Marianne Kleiner (born 29 May 1947) is a Swiss politician who served as a Member of the National Council from 2003 to 2011 and was President of the Radical Democratic Party from 2004 to 2005.

== Early life ==
Marianne Kleiner was born Marianne Schläpfer on in Gossau, in the canton of St. Gallen. She is originally from Rorschacherberg, in the same canton. Her father, Ernst Schläpfer, was a sales manager at the cannery in St. Gallen; her mother, born Hedi Schläpfer, was a housewife.

In 1966, she married Peter Kleiner, the sole editor of the Appenzeller Tagblatt, then director of the Zollikofer printing house. They have two children.

After her family moved to Hérisau, she attended primary and secondary school there, and obtained a maturity of the commercial type in St. Gallen. Once her children were teenagers, she began studying psychology at the University of Zurich in 1976, concluding with a bachelor's degree in 1979. She completed this with training in person-centered psychotherapy in Zurich (certificate in 1984).

From 1979 to 1994, she was a lecturer at the management center of the School of Economics and Social Sciences of the University of St. Gallen and led projects there.

== Political career ==
Kleiner joined the Francical Democratic Party (PRD) in 1994. She was elected the same year to the State Council of the Canton of Appenzell Ausserrhoden, even though she had no political experience. She is one of the first two women to sit on it, alongside Alice Scherrer-Baumann, five years after the introduction of women's suffrage. From 1994 to 2003, she headed the finance department. The first woman to be responsible for finance in a Swiss canton, she played an important role alongside the future federal councillor Hans-Rudolf Merz in the takeover of the bankrupt cantonal bank by UBS and also implemented cost-cutting and tax-reduction measures.

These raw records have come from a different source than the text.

PR #2739, opened 2026-06-02
Fix Sequel postgres SQL threading race condition

colins:
Sequel's Dataset#select_sql caches and returns the same mutable String object to all concurrent callers. Under high concurrency, log_connection_yield prepends "(conn: NNNNN)" in-place to that shared buffer, which is then sent verbatim to Postgres as SQL:
  PG::SyntaxError: ERROR: syntax error at or near "conn"

Add apply_postgres_thread_safety_patch to Config#configure_db, called after Sequel.connect when the postgres adapter is loaded. The patch prepends a module onto Sequel::Postgres::Adapter that wraps execute_query to pass String.new(sql).freeze to super, giving each call its own frozen independent C-level string buffer so concurrent PQexec calls cannot interfere.

An idempotency guard prevents double-application if configure_db is called multiple times during startup.

Specs pin the upstream Sequel caching behaviour so any gem upgrade that fixes the issue upstream will alert us to remove the patch. Unit tests cover: String.new.freeze isolation, args passthrough, idempotency, and no-op for non-postgres adapters.

We have a threading test that exposes the issue. The corruption occurs in the form of SQL the query string being mutated before being sent to Postgres. Examples of the mutated thread are this string being sent to Postgres
(conn: 152) SELECT * FROM "bug_templates" INNER JOIN "join_r...

The string corruption occurs in all of the tested 3.3 ruby release; 3.3.9, 3.3.11, 3.4.9

The string corruption does not occur in ruby 4.0.5

This patch will be short lived until the bump to ruby 4.0

[TNZ-104200, TNZ-103317]
ai-assisted=yes

A customer reported Postgres failures caused by a syntax error in the received SQL string.  This seems to have
been caused by a concurrency problem that was mutating a string. This patches the symptom of the failure.
The long term fix is to bumnp ruby to 4.0+

We created an issue with the sequel gem but it appears that ruby is the real cuplrit.
https://github.com/jeremyevans/sequel/issues/2368

cd src/spec
bundle exec rake spec:unit:parallel

A temporary fix to mitigate a string corruption race condition that only affects the ruby 3.3 releases

No

@aramprice

### DIFF
--- a/src/bosh-director/lib/bosh/director/config.rb
+++ b/src/bosh-director/lib/bosh/director/config.rb
@@ -350,6 +350,8 @@ module Bosh::Director
 
         db = wait_for_db_connection(connection_config, connection_wait_timeout)
 
+        apply_postgres_thread_safety_patch(connection_config['adapter'])
+
         Bosh::Common.retryable(sleep: DEFAULT_DB_CONNECTION_RETRY_INTERVAL, tries: 20, on: [Exception]) do
           db.extension :connection_validator
           true
@@ -363,6 +365,32 @@ module Bosh::Director
         end
 
         db
+      end
+
+      # Sequel's Dataset#select_sql caches and returns the same mutable
+      # String object to all concurrent callers. Under high concurrency, log_connection_yield
+      # prepends a "(conn: NNNNN)" debug prefix in-place to this shared string, which is then
+      # sent verbatim to Postgres as SQL, causing:
+      #   PG::SyntaxError: ERROR: syntax error at or near "conn"
+      #
+      # Fix: String.new(sql) forces a memcpy, giving each execute_query call its own independent
+      # C-level string buffer so concurrent PQexec calls cannot interfere.
+      #
+      # Must run after Sequel.connect (when the postgres adapter module is first loaded).
+      # Guarded against double-application in case configure_db is called more than once.
+      def apply_postgres_thread_safety_patch(adapter_name)
+        return unless %w[postgres postgresql].include?(adapter_name)
+        return unless defined?(Sequel::Postgres::Adapter)
+        return if @postgres_thread_safety_patched
+
+        @postgres_thread_safety_patched = true
+        Sequel::Postgres::Adapter.prepend(Module.new do
+          private
+
+          def execute_query(sql, args)
+            super(String.new(sql).freeze, args)
+          end
+        end)
       end
 
       def wait_for_db_connection(connection_config, timeout)
--- a/src/bosh-director/spec/unit/bosh/director/postgres_thread_safety_patch_spec.rb
+++ b/src/bosh-director/spec/unit/bosh/director/postgres_thread_safety_patch_spec.rb
@@ -1,0 +1,95 @@
+require 'spec_helper'
+
+RSpec.describe Bosh::Director::Config, '#apply_postgres_thread_safety_patch' do
+  # Reset idempotency guard so tests are independent
+  before { described_class.instance_variable_set(:@postgres_thread_safety_patched, nil) }
+  after  { described_class.instance_variable_set(:@postgres_thread_safety_patched, nil) }
+
+  let(:fake_adapter) do
+    Class.new do
+      def execute_query(sql, args)
+        [sql, args]
+      end
+      private :execute_query
+    end
+  end
+
+  context 'when adapter is postgres and Sequel::Postgres::Adapter is defined' do
+    before { stub_const('Sequel::Postgres::Adapter', fake_adapter) }
+
+    it 'prepends a module that passes String.new(sql).freeze to prevent cross-thread SQL corruption' do
+      described_class.send(:apply_postgres_thread_safety_patch, 'postgres')
+
+      original_sql = 'SELECT * FROM templates INNER JOIN release_versions_templates ON id = 1'
+      result = fake_adapter.new.send(:execute_query, original_sql, nil)
+
+      expect(result[0]).to eq(original_sql), 'SQL content must be preserved'
+      expect(result[0].object_id).not_to eq(original_sql.object_id),
+        'Expected a fresh String.new copy to isolate thread buffers and prevent ' \
+        '(conn: NNNNN) prefix injection into the actual SQL sent to Postgres'
+      expect(result[0]).to be_frozen,
+        'Expected the SQL copy to be frozen so in-place C-level mutations raise FrozenError ' \
+        'rather than silently corrupting concurrent threads'
+    end
+
+    it 'passes args through to the underlying execute_query unmodified' do
+      described_class.send(:apply_postgres_thread_safety_patch, 'postgres')
+
+      query_args = [42, 'bar']
+      result = fake_adapter.new.send(:execute_query, 'SELECT 1', query_args)
+
+      expect(result[1]).to be(query_args), 'args must be passed through without modification'
+    end
+
+    it 'is idempotent — applies the patch only once even when called multiple times' do
+      2.times { described_class.send(:apply_postgres_thread_safety_patch, 'postgres') }
+
+      patched_count = fake_adapter.ancestors.take_while { |m| m != fake_adapter }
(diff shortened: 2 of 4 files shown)


src/bosh-director/spec/unit/bosh/director/sequel_spec.rb
```diff
@@ -0,0 +1,113 @@
...
+    end
+
+    it 'concurrent callers receive the same object_id, demonstrating the shared-buffer race' do
+      dataset = db[:templates]
+      ids = Array.new(4) { dataset.select_sql.object_id }
+
+      expect(ids.uniq.length).to eq(1),
+        'All concurrent callers are expected to get the SAME String object (same object_id). ' \
+        'If this fails the upstream caching behaviour has changed.'
+    end
```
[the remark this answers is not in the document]
aramprice: Probably not significant as we expect this patch not to be needed for long.

src/bosh-director/spec/unit/bosh/director/sequel_spec.rb
```diff
@@ -0,0 +1,113 @@
...
+    # to all concurrent callers. Sequel's log_connection_yield prepends "(conn: NNNNN)"
+    # in-place to that shared string, which gets injected into the SQL sent to Postgres:
+    #   PG::SyntaxError: ERROR: syntax error at or near "conn"
+    #
+    # Fix: String.new(sql) performs memcpy, giving each execute_query call its own
+    # independent C-level buffer — concurrent PQexec calls cannot interfere.
+    #
+    # This patch is applied in Config#apply_postgres_thread_safety_patch after
+    # Sequel.connect (when Sequel::Postgres::Adapter is first loaded).
+    # See config_spec.rb for integration-level coverage.
```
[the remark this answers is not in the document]
aramprice: Probably not significant as we expect this patch not to be needed for long.

src/bosh-director/lib/bosh/director/config.rb
```diff
@@ -365,6 +367,31 @@ def configure_db(db_config)
...
+        return if @postgres_thread_safety_patched
+
+        @postgres_thread_safety_patched = true
+        Sequel::Postgres::Adapter.prepend(Module.new do
+          private
+
+          def execute_query(sql, args)
+            super(String.new(sql).freeze, args)
+          end
+        end)
```
beyhan: Two minor comments: 
* Should we add a # TODO: remove after Ruby 4.0 upgrade comment to the method so it doesn't outlive its purpose?
* Frozen string caveat: if any code after the execute_query call in the Postgres adapter mutates sql (e.g., for logging), it will now raise FrozenError. This is likely intentional (surfacing bugs) but worth confirming nothing downstream mutates the sql argument after this call site.

beyhan (commented):
It looks good to me. I just have the two minor points I commented.

src/bosh-director/lib/bosh/director/config.rb
```diff
@@ -365,6 +367,31 @@ def configure_db(db_config)
         db
       end
 
+      # TNZ-104200 / TNZ-103317: Sequel's Dataset#select_sql caches and returns the same mutable
```
rkoster: What are these TNZ-104200 / TNZ-103317 references? Could not find anything public when searching for these.

src/bosh-director/spec/unit/bosh/director/postgres_thread_safety_patch_spec.rb
```diff
@@ -0,0 +1,67 @@
+require 'spec_helper'
+
+RSpec.describe Bosh::Director::Config, '#apply_postgres_thread_safety_patch (TNZ-104200)' do
```
rkoster: again. TNZ-104200?

rkoster (dismissed):
Tests could be better, but probably not worth it, since we intent to remove this code once we bump to ruby 4.x.

src/bosh-director/spec/unit/bosh/director/sequel_spec.rb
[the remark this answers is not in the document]
colins: The test is confirming that all of the object_ids are identical for each caller. Not that there is a concurrency problem.

src/bosh-director/lib/bosh/director/config.rb
colins: I added a test that will fail when ruby gets bumped to 4.0+
  it 'is obsolete on Ruby 4.0+ and must be removed'
  
  the .freeze will cause a failure in tests should anything change in the sequel gem.

src/bosh-director/lib/bosh/director/config.rb
colins: removed

src/bosh-director/spec/unit/bosh/director/postgres_thread_safety_patch_spec.rb
colins: Removed

src/bosh-director/spec/unit/bosh/director/sequel_spec.rb
```diff
@@ -0,0 +1,113 @@
+require 'spec_helper'
+
+RSpec.describe 'Bosh::Director sequel extensions' do
+  # -------------------------------------------------------------------------
+  # Upstream Sequel gem behaviour pinning (TNZ-104200 / TNZ-103317)
```
aramprice: probably still want to yank these

src/bosh-director/spec/unit/bosh/director/sequel_spec.rb
```diff
@@ -0,0 +1,113 @@
...
+      dataset = db[:templates]
+      ids = Array.new(4) { dataset.select_sql.object_id }
+
+      expect(ids.uniq.length).to eq(1),
+        'All concurrent callers are expected to get the SAME String object (same object_id). ' \
+        'If this fails the upstream caching behaviour has changed.'
+    end
+  end
+
+  describe 'String.new(sql) thread-safety pattern (TNZ-104200 / TNZ-103317)' do
```
aramprice: ibid

src/bosh-director/spec/unit/bosh/director/postgres_thread_safety_patch_spec.rb
```diff
@@ -0,0 +1,95 @@
...
+
+    it 'passes args through to the underlying execute_query unmodified' do
+      described_class.send(:apply_postgres_thread_safety_patch, 'postgres')
+
+      query_args = [42, 'bar']
+      result = fake_adapter.new.send(:execute_query, 'SELECT 1', query_args)
+
+      expect(result[1]).to be(query_args), 'args must be passed through without modification'
+    end
+
```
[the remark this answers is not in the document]
aramprice: Unless this codebase allows both variants we probably don't care.

src/bosh-director/lib/bosh/director/config.rb
```diff
@@ -365,6 +367,32 @@ def configure_db(db_config)
...
+      #
+      # Fix: String.new(sql) forces a memcpy, giving each execute_query call its own independent
+      # C-level string buffer so concurrent PQexec calls cannot interfere.
+      #
+      # Must run after Sequel.connect (when the postgres adapter module is first loaded).
+      # Guarded against double-application in case configure_db is called more than once.
+      def apply_postgres_thread_safety_patch(adapter_name)
+        return unless adapter_name == 'postgres'
+        return unless defined?(Sequel::Postgres::Adapter)
+        return if @postgres_thread_safety_patched
```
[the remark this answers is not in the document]
aramprice: Unless this codebase allows both variants we probably don't care.

aramprice (approved):
EasyCLA appears confused by the git-bot co-signing on the latest commit.

We can override, or you can re-push the commit without any git-bot attribution, and that should fix it.

rkoster (approved):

She was the first woman to lead the government of Appenzell Ausserrhoden (with the title of Landammann), from April 1997 to 2000. In 2003, she was elected to the National Council, where she sat until 2011. She sits on the Finance Committee (CdF) and, from the end of 2007 to the end of 2001, on the Social Security and Public Health Committee (CSSS). At the same time, she was Vice-President of the Swiss Radical Democratic Party from 1998 to 2006. She was also President ad interim from 2004 to 2005. Kleiner worked on several boards of foundations, associations and social and charitable organisations. She was the first woman to be admitted to the Rotary Club of Appenzell in 1999.

From 1998 to 2012, she was a member of the board of directors of the Institute of Tourism and Transport Economics at the University of St. Gallen. From 2011 to 2023, she chaired the cantonal section of Winterhilfe Schweiz, notably ensuring the external representation of the foundation. From 2014 to 2016, she chaired the Appenzell association for assistance to people with mental health problems, of which she then became vice-president.